→ **About this task**: Using the entries below, copy out all lines where "there" is found.
[Dataset content]
PR #456, opened 2026-04-25
PLT-1666 : Update lambda function module to support deployment and testing via Tofu

mianava:
## 🎫 Ticket

PLT-1666

### Alarm-to-slack function changes: 
- updates tags in alignment with standards module 
- builds function from source directory 
- turns on testing 
 
 
###  Lambda function changes: 
**The function module no longer includes SQS or broad SSM permissions in its default policy. Callers must now pass these in explicitly via:**

    ssm_parameter_paths — for SSM parameter access
    function_role_inline_policies — for SQS, S3, or other runtime permissions

- Logging: IAM restricted to cloudwatch log group for function, which is now managed to support common retention requirements: 
** Callers must now import existing cloudwatch log groups for management by the function module ** 

###  Lambda function testing: 
- creates a tftesting/function path that can be leveraged for local testing of Tofu changes to the function modules 
- creates a git workflow to evaluate the successful creation and destruction of a lambda function in the cdap test environment upon PR to the function module, allowing validation of CICD flows through Tofu for functions

Security group modifications were not made as part of these changes. 

## ℹ️ Context

These changes were motivated by updating the alarm-to-slack lambda predictably from source code in the CDAP repository. Additional enhancements were made to ensure IAM is refined for this function, which uplifted needs to refine the IAM broadly, enhance testablity, and ensure delivery pipeline predictability. 
 

## 🧪 Validation
After initial review, these changes will be deployed to cdap-test and a test alarm will be sent via SNS topic for evaluation.

<summary> bcda-test </summary>
<details>
Changes will be applied to bcda-test as in the git workflow plan output. 
1. A test alarm will be sent via AB2D's sns topic
2. A test alarm will be sent via DPC's sns topic

</details>

<summary> cdap-test </summary>
<details>

Changes will be applied to cdap-test as in the git workflow plan output.
1. A test alarm will be sent via DPC's sns topic. 

</details>


terraform/modules/function/iam.tf
```diff
@@ -0,0 +1,156 @@
...
+  }
+}
+
+resource "aws_iam_role" "function" {
+  name = "${var.name}-function"
+  path = "/delegatedadmin/developer/"
+
+  permissions_boundary = "arn:aws:iam::${data.aws_caller_identity.current.account_id}:policy/cms-cloud-admin/developer-boundary-policy"
+
+  assume_role_policy = data.aws_iam_policy_document.function_assume_role.json
```
mianava, line 122: I need to dig into if this is still relevant in our permissions setup.

terraform/modules/function/main.tf
```diff
@@ -1,187 +1,48 @@
...
-    bcda = [
-      "repo:CMSgov/bcda-app:*",
-    ]
-    cdap = [
-      "repo:CMSgov/cdap:*",
-    ]
-    dpc = [
-      "repo:CMSgov/dpc-app:*",
-    ]
-  }
```
mianava, line 14: These are moved into a variable in the case that repositories are managing deployment. See variable `github_actions_repos`

terraform/modules/function/main.tf
```diff
@@ -1,187 +1,48 @@
...
 
-  name   = each.key
-  role   = aws_iam_role.function.id
-  policy = each.value
-}
-
-data "aws_ssm_parameter" "prod_account_id" {
-  count = var.env == "test" ? 1 : 0
-  name  = "/prod/account-id"
-}
```
mianava, line 142: `cdap-mgmt` is being deprecated in favor of a cdap- vpc managing lambdas in a dedicated fashion within accounts: cross-account access is no longer relevant.

terraform/modules/function/variables.tf
```diff
@@ -60,44 +62,93 @@ variable "memory_size" {
...
+  default     = {}
+}
+
+# ── Advanced / Migration strategies ─────────────────────────────────────────────────
+
+variable "extra_kms_key_arns" {
   description = "Optional list of additional KMS key ARNs the Lambda can use"
+  type        = list(string)
+  default     = []
 }
```
mianava, line 171: Is this used anywhere? Do we have a use case for this?

terraform/modules/function/main.tf
```diff
@@ -273,3 +131,11 @@ resource "aws_lambda_permission" "cloudwatch_events" {
   principal     = "events.amazonaws.com"
   source_arn    = aws_cloudwatch_event_rule.this[0].arn
 }
+
+# Manage cloudwatch log group to ensure compliant
```
juliareynolds-nava, line 118: This is going to be problematic for consumer teams.  Every time after the first time that we are iteratively testing a new lambda deployment in a lower environment we will have to manually delete the log group and if it has skip destroy it will be un-deletable.  Suggest you remove the cloudwatch log group and let teams handle it, especially since if it's not defined lambda will create its own log group.  Your plan to script cloudwatch retention settings in prod is a better idea.

mianava: Ooh good catch. I updated this so that it's only retained when the env string includes `prod`. The retention_days setting, though, I left the default to 180 days which may be excessive for non-prod environments.

terraform/services/alarm-to-slack/main.tf
```diff
@@ -2,22 +2,46 @@ locals {
...
+  }
+
+  # Point to the local source directory — module handles zip + upload
+  source_dir = "${path.module}/lambda_src"
+
+  # Optionally exclude tests and cache
+  source_dir_excludes = [
+    "__pycache__",
+    "test_*.py",
+    "*.pyc",
```
lukey-luke, line 42: 👍

terraform/modules/function/iam.tf
```diff
@@ -0,0 +1,156 @@
...
+    actions = ["sts:AssumeRole"]
+
+    principals {
+      type        = "Service"
+      identifiers = ["lambda.amazonaws.com"]
+    }
+  }
+
+  # Allow access from GitHub-hosted runners via OIDC for integration tests
+  dynamic "statement" {
```
lukey-luke, line 31: Are these changes covered in tests somewhere in the cdap repo? Any additional workflow changes required?

I reckon this might be a larger effort and should be moved to a separate PR, but please let me know where I can review

terraform/modules/function/variables.tf
```diff
@@ -60,44 +62,125 @@ variable "memory_size" {
...
   description = "Cron or rate expression for a scheduled function"
   type        = string
   default     = ""
 }
 
-variable "extra_kms_key_arns" {
+variable "log_retention_days" {
+  description = "Number of days to retain Lambda function logs in CloudWatch. If null, no retention policy is set and retention is managed externally (e.g., via cdap/scripts/set_log_retention/)."
+  type        = number
+  default     = 180
```
lukey-luke, line 136: If we already have a mechanism to manage logs and there's a program-wide standard for retention period, it might be easier to make this optional/default to null.

Then default log retention period for CW logs only lives in one place. This way, if default needs to change from 180 days to 90 days for example, there are less moving pieces.

lukey-luke:
I verified the webhook_urls already exist for DPC on parameter store ✅ 
File structure for `alarm-to-slack/` makes sense and follow existing conventions ✅ 
Python code is up-to-date w/ arm64 updates ✅ 
Active thread on CW logs 🔁

Changes in function module for CI/CD enablement are not clear to me ❌ 
- Consider moving to a separate ticket or PR 
- Please include additional links or info on how to make use of `github_actions_repos`

terraform/modules/function/iam.tf
mianava: I updated this PR with a test function that will also come up and down on apply.

juliareynolds-nava (dismissed):

terraform/modules/function/variables.tf
mianava: To support standard encryption and retention, setting this via terraform will be the most straightforward way to ensure no log groups fall through the cracks. CMS is setting the default at 30 days, and if we run a check every week to bump cloudwatch log groups to 180 days, we risk missing log groups that are provisioned for a day or two and updated and not updating their retention. 

We can, however, use a standard cloudwatch_log_group module and call that from other modules. This can be updated in a future PR for all the modules.

jasonvinson (dismissed):

juliareynolds-nava (dismissed):

.github/workflows/alarm-to-slack-checks.yml
mianava, line 1: This is currently failing and the view is not visible in sonarqube. Removing until https://jiraent.cms.gov/plugins/servlet/desk/portal/22/CLDSPT-107117 is resolved.

terraform/modules/function/iam.tf
mianava: Included in a ticket https://jira.cms.gov/browse/PLT-1667

juliareynolds-nava (approved):

jasonvinson (approved):

PR #457, opened 2026-04-29
PLT-1651 : Add DataDog agent sidecar to ECS service module

jasonvinson:
## 🎫 Ticket

https://jira.cms.gov/browse/PLT-1651

## 🛠 Changes

Updated ECS Service module main.tf to include a Datadog agent container that is launched alongside the main application container. Logging is disabled as it's not approved by CMS.

## ℹ️ Context

New Relic is being deprecated. CMS has provided DataDog as its replacement.

## 🧪 Validation

Validated by launching a test cluster and verifying the agent sidecar runs alongside the main app container. Data reported by agent is visible in DataDog GUI.


juliareynolds-nava (approved):

terraform/modules/service/main.tf
```diff
@@ -1,6 +1,40 @@
...
+        awslogs-region        = var.platform.primary_region.name
+        awslogs-stream-prefix = "${var.platform.app}-${var.platform.env}"
+      }
+    }
+    healthCheck = var.health_check
+  }
+
+  datadog_container = {
+    name      = "datadog-agent"
+    image     = "public.ecr.aws/datadog/agent:latest"
```
mianava: Can this version be pinned?

terraform/modules/service/main.tf
```diff
@@ -1,6 +1,40 @@
...
+    essential = false # Do not impact task health if this container fails
+    environment = [
+      { name = "ECS_FARGATE", value = "true" },
+      { name = "DD_SITE", value = "ddog-gov.com" },
+      { name = "DD_APM_ENABLED", value = "true" },
+      { name = "DD_LOGS_ENABLED", value = "false" },  # DD logging is currently not approved
+      { name = "DD_ECS_TASK_COLLECTION_ENABLED", value = "true" }
+    ]
+    secrets = var.container_secrets
```
mianava: I don't think we want all secrets available to the Datadog agent container if they can be split. This should have limited access to just the API key needed. I think the whole policy can live within this module, also.

mianava (changes requested):

terraform/modules/service/main.tf
jasonvinson: Changed to secrets = [{ name = "DD_API_KEY", valueFrom = "/${var.platform.app}/${var.platform.env}/datadog/agents/api_key" }]

terraform/modules/service/main.tf
jasonvinson: Done

juliareynolds-nava (approved):

mianava (approved):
[/Dataset content]
→ **Finished exercise**:
lukey-luke, line 136: If we already have a mechanism to manage logs and there's a program-wide standard for retention period, it might be easier to make this optional/default to null.
Then default log retention period for CW logs only lives in one place. This way, if default needs to change from 180 days to 90 days for example, there are less moving pieces.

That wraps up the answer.